2. The Chooser picks a random pair of ciphertexts (c, d) from the permuted list. It then blinds c with 0 (i.e. makes a random encryption of the same plaintext), blinds d with a random blinding factor β, and sends the resulting pair of ciphertexts (e, f) back to the Preparer.

3. Decryption of e gives the Preparer its element a (and nothing more, since e is a random encryption of a after the blinding with 0), while the decryption b̃ of f does not convey the value of the actual encrypted message since it was blinded with a random blinding factor.

4. The Preparer sends b̃ to the Chooser, who recovers his element b by subtracting the blinding factor β.

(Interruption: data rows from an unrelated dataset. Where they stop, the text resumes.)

PR #115, opened 2019-08-21
Add removeUser mutation

samblackk:
Attached to https://github.com/astronomer/astronomer/issues/439 & https://github.com/astronomer/orbit-ui/pull/146

Adds removeUser mutation.
Please r/m


schnie:
@samblackk it looks like this removes the `roleBindings` but not the actual user record. Should we delete the actual user too?

src/resolvers/mutation/index.js
```diff
@@ -35,6 +36,7 @@ export default {
   createSystemRoleBinding,
   createToken,
   createUser,
+  removeUser,
```
schnie: nit but these are alphabetical currently

samblackk: womp. reordering

src/resolvers/mutation/remove-user/index.js
```diff
@@ -0,0 +1,18 @@
...
+ * @param {Object} parent The result of the parent resolver.
+ * @param {Object} args The graphql arguments.
+ * @param {Object} ctx The graphql context.
+ * @return {Workspace} The Workspace.
+ */
+export default async function removeUser(parent, args, ctx) {
+  // Pull out some args, ignoring email - remove later.
+  const { userUuid } = args;
+
+  // Remove the RoleBinding.
```
schnie: nit but the comments on the different chunks are reversed. Also, now that I think about it, I think you can get away just deleting the user and skipping the rolebindings. We have a cascade delete defined so prisma should handle it. https://github.com/astronomer/houston-api/blob/master/database/datamodel.graphql#L20

samblackk:
Updated!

And voilá! Two players have collectively chosen an optimal action without knowing the other player’s action!

Reducing trust even further

The above protocol still relies on trusting two assumptions. The first is that players are honest. Zero knowledge proofs can be used to prevent dishonest players from misbehaving:

“after each flow of the original protocol, the corresponding player proves in zero knowledge that it indeed followed its prescribed protocol.”


Such zero knowledge proofs can be quite computationally expensive to generate. A very important take-away from the field of cryptography is that generic solutions are inefficient:

“However, a closer look reveals that one does not need all the power of the generic transformation, and the protocol can be optimized in several ways.”

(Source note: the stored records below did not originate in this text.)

PR #727, opened 2024-11-18
fix(containers): `createRelease` relay translation

lusergit:
Fix the `application_id` being parsed as a raw id and not a relay id.

### DIFF
--- a/backend/test/edgehog_web/schema/mutation/create_release_test.exs
+++ b/backend/test/edgehog_web/schema/mutation/create_release_test.exs
@@ -1,0 +1,91 @@
+#
+# This file is part of Edgehog.
+#
+# Copyright 2024 SECO Mind Srl
+#
+# Licensed under the Apache License, Version 2.0 (the "License");
+# you may not use this file except in compliance with the License.
+# You may obtain a copy of the License at
+#
+#    http://www.apache.org/licenses/LICENSE-2.0
+#
+# Unless required by applicable law or agreed to in writing, software
+# distributed under the License is distributed on an "AS IS" BASIS,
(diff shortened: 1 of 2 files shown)


backend/test/edgehog_web/schema/mutation/create_release_test.exs
```diff
@@ -0,0 +1,90 @@
...
+    """
+
+    {tenant, opts} = Keyword.pop!(opts, :tenant)
+    {application_id, opts} = Keyword.pop!(opts, :application_id)
+
+    default_input = %{
+      "version" => Keyword.get(opts, :version, unique_release_version()),
+      "application_id" => application_id,
+      "containers" => []
+    }
```
noaccOS, line 65: Just adding a single comment because the rest looks good

usually we use pop! when we want to then use `Enum.into`, to make sure we remove our options but leave the user able to add extra parameters (which you couldn't do if you used `Keyword.take` to only keep your default values)

if you don't need to re-use opts this way, it's easier to understand if you just use `fetch!` instead.

```suggestion
    tenant = opts |> Keyword.fetch!(:tenant)

    default_input = %{
      "version" => Keyword.get(opts, :version, unique_release_version()),
      "application_id" => opts |> Keyword.fetch!(:application_id),
      "containers" => []
    }
```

The second trust assumption is that certain parameters need to be generated ahead of time:

“for simplicity, we assume that the keys for this scheme were chosen by a trusted party ahead of time and given to P, and that the public key was also given to C.”


This assumption of a trusted setup is a contentious issue in the cryptocurrency community. We’re using cryptography to get rid of trust, and we end up just replacing it by a different kind of trust! In reality, cryptography is a tool to make it more explicit what we trust. Besides, with enough effort, even this last bit of trust can be reduced, as certain groups go to great lengths in order to reduce the level of trust required.

Applications

As in any economic model, you may object that the assumption of ‘self-interestedness’ is not realistic. This assumption is, in many cases, just a simplification to make modeling easier. Many models can be extended or adjusted to take into account altruism, for example by pretending that one agent represents a whole group of people. In essence, there are many settings where people or groups do act selfishly and competitively, or where we want to protect against the worst case scenario where our selfish adversary wishes to gain information or utility.

So, taking the ideas of today’s paper a step further, what if we all just submit our valuations and preferences to a giant algorithm which returns everyone’s optimal action? I admit, having such a generic governance mechanism is a bit far-fetched, but there may be specific areas where this actually makes sense. For example, in salary negotiations or data reporting. In the game of Schedule Chicken, competing teams are incentivized to schedule or report unrealistically ambitious achievements (defection) as opposed to reporting honest but modest achievements (cooperation). This is a real problem, occuring not just in companies, but also in entire countries such as during China’s Great Famine. A first solution is to install a mediator in the form of a product manager, but managers often have a strong conflict of interest! Perhaps a cryptographic protocol can prove helpful here when integrated into project planning software.

Finally, on the theoretical front, the combination of two fields can lead to new insights:

Notice that by implementing our cryptographic solution in the game-theory setting, we gain on the game-theory front (by eliminating the need for a mediator), but we also gain on the cryptography front (for example, in that we eliminate the problem of early stopping).